* Task details
Please reproduce each of the following entries exactly.

* Task inputs
PR #17077, opened 2022-07-22
Mirror SpeechGrammar data for Chrome Android

foolip:
This API is related to SpeechRecognition's grammars property, which is a
SpeechGrammarList. The data for that is all mirrored, so it's
implausible that SpeechGrammar alone was held back until Chrome 64.

There seems to have been no discussion about the difference in the PR
that added the data:
https://github.com/mdn/browser-compat-data/pull/976

### DIFF
--- a/api/SpeechGrammar.json
+++ b/api/SpeechGrammar.json
@@ -9,10 +9,7 @@
             "version_added": "25",
             "prefix": "webkit"
           },
-          "chrome_android": {
-            "version_added": "64",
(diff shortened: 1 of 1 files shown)


queengooborg (approved):
The difference in data is from the wiki migration, and I'm not seeing anything on [Chrome Status](https://chromestatus.com/feature/4782875580825600) that suggests this was true, so LGTM!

* Answer for this exercise
PR #17077, opened 2022-07-22
Mirror SpeechGrammar data for Chrome Android

foolip:
This API is related to SpeechRecognition's grammars property, which is a
SpeechGrammarList. The data for that is all mirrored, so it's
implausible that SpeechGrammar alone was held back until Chrome 64.

There seems to have been no discussion about the difference in the PR
that added the data:
https://github.com/mdn/browser-compat-data/pull/976

### DIFF
--- a/api/SpeechGrammar.json
+++ b/api/SpeechGrammar.json
@@ -9,10 +9,7 @@
             "version_added": "25",
             "prefix": "webkit"
           },
-          "chrome_android": {
-            "version_added": "64",
(diff shortened: 1 of 1 files shown)


queengooborg (approved):
The difference in data is from the wiki migration, and I'm not seeing anything on [Chrome Status](https://chromestatus.com/feature/4782875580825600) that suggests this was true, so LGTM!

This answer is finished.